#### Answer

(a) The average density of the mixture is $810~kg/m^3$
(b) The average density of the mixture is $840~kg/m^3$

#### Work Step by Step

(a) We can find the volume of the gasoline.
$V_g = \frac{M_g}{\rho_g}$
$V_g = \frac{0.050~kg}{680~kg/m^3}$
$V_g = 7.35\times 10^{-5}~m^3$
We can find the volume of the water.
$V_w = \frac{M_w}{\rho_w}$
$V_w = \frac{0.050~kg}{1.00\times 10^3~kg/m^3}$
$V_w = 5.0\times 10^{-5}~m^3$
We can find the average density of the mixture.
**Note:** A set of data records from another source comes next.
PR #73, opened 2024-03-13
MGMT-16977: Mapping Alerts to AlarmEventRecords

danielerez:
Added mapping logic to the AlarmFetcher:
* For each Alert retrieved from the AlertManager, map to an AlarmEventRecord object.
* Use the resource server url for fetching info about resources and pools (needed for resourceID/resourceTypeID properties).

Also added an API for fetching alarm probable causes:
* This API is not defined by O2ims spec, but we can use it for exposing a custom list of probable causes.
* This list is available in data folder (data/alarms/probable_causes.json), and can be customized and maintained by server admins as required.

Note: this PR does not include AlarmDictionary support (will be handled separately).

### DIFF
--- a/internal/service/alarm_fetcher.go
+++ b/internal/service/alarm_fetcher.go
@@ -23,6 +23,7 @@ import (
 	"net/http"
 	neturl "net/url"
 
+	"github.com/imdario/mergo"
 	"github.com/openshift-kni/oran-o2ims/internal/data"
 	"github.com/openshift-kni/oran-o2ims/internal/jq"
 	"github.com/openshift-kni/oran-o2ims/internal/k8s"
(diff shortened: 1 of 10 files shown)


internal/service/alarm_fetcher.go
```diff
@@ -232,8 +255,157 @@ func (h *AlarmFetcher) doGet(ctx context.Context, path string,
...
+		"alarmDefinitionID":  alertName,
+		"probableCauseID":    alertName,
+		"perceivedSeverity":  AlarmSeverity(severity).MapProperty(),
+		"extensions":         extensionsMap,
+	}
+
+	return
+}
+
+func (r *AlarmFetcher) FetchResourcePool(ctx context.Context, clusterId string) (resourcePool data.Object, err error) {
```
jhernand, line 348: Do these functions need to be public?

jhernand:
I only have a minor question about why a function is public. Other than that it looks good. Feel free to merge.

internal/service/alarm_fetcher.go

$\rho = \frac{mass}{volume}$
$\rho = \frac{M_g+M_w}{V_g+V_w}$
$\rho = \frac{0.050~kg+0.050~kg}{(7.35\times 10^{-5}~m^3)+(5.0\times 10^{-5}~m^3)}$
$\rho = 810~kg/m^3$
The average density of the mixture is $810~kg/m^3$.
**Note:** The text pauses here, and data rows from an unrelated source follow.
PR #76, opened 2024-03-26
Clarify the need to clone assited repo on spoke deployment step.

tshefi:
Replace hardcoded "git" user on dev-script's path with a variable $USER.
Typo swapped a comma with period.

### DIFF
--- a/docs/dev/env_devscripts.md
+++ b/docs/dev/env_devscripts.md
@@ -32,7 +32,7 @@ Go to https://console-openshift-console.apps.ci.l2s4.p1.openshiftapps.com/, clic
 right, copy the login command, extract the token from the command and use it to set `CI_TOKEN` in `config_$USER.sh`.
 
 #### Get pull secret
-Convert the secret obtained from [cloud.openshift.com](https://cloud.redhat.com/openshift/install/pull-secret), originally in text format, into JSON format and save it as `pull_secret.json`. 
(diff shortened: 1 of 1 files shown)


docs/dev/env_devscripts.md
```diff
@@ -32,7 +32,7 @@ Go to https://console-openshift-console.apps.ci.l2s4.p1.openshiftapps.com/, clic
 right, copy the login command, extract the token from the command and use it to set `CI_TOKEN` in `config_$USER.sh`.
 
 #### Get pull secret
-Convert the secret obtained from [cloud.openshift.com](https://cloud.redhat.com/openshift/install/pull-secret), originally in text format, into JSON format and save it as `pull_secret,json`. 
+Convert the secret obtained from [cloud.openshift.com](https://cloud.redhat.com/openshift/install/pull-secret), originally in text format, into JSON format and save it as `pull_secret.json`.
```
danielerez, line 35: Not related to this change, but I just wonder what did you mean by 'conversion to JSON'? I.e. which operation exactly did you have to make? I've just tried to use the 'Copy pull secret' button, and the result seems the same as the downloaded file:/

tshefi: Correct, but I originally clicked on "Download pull secret", resulting in txt format, thus had to convert. 
Maybe I should tweak the sentence to reflect the fact that we should either use "copy pull secret"(json already) or if using the "Download pull secret"(txt) option you'd to convert to json.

(b) We can find the mass of the gasoline.
$M_g = V_g~\rho_g$
$M_g = (50\times 10^{-6}~m^3)(680~kg/m^3)$
$M_g = 0.034~kg$
We can find the mass of the water.
$M_w = V_w~\rho_w$
$M_w = (50\times 10^{-6}~m^3)(1.00\times 10^3~kg/m^3)$
$M_w = 0.050~kg$
We can find the average density of the mixture.
$\rho = \frac{mass}{volume}$
$\rho = \frac{M_g+M_w}{V_g+V_w}$
$\rho = \frac{0.034~kg+0.050~kg}{(50\times 10^{-6}~m^3)+(50\times 10^{-6}~m^3)}$
$\rho = 840~kg/m^3$
The average density of the mixture is $840~kg/m^3$.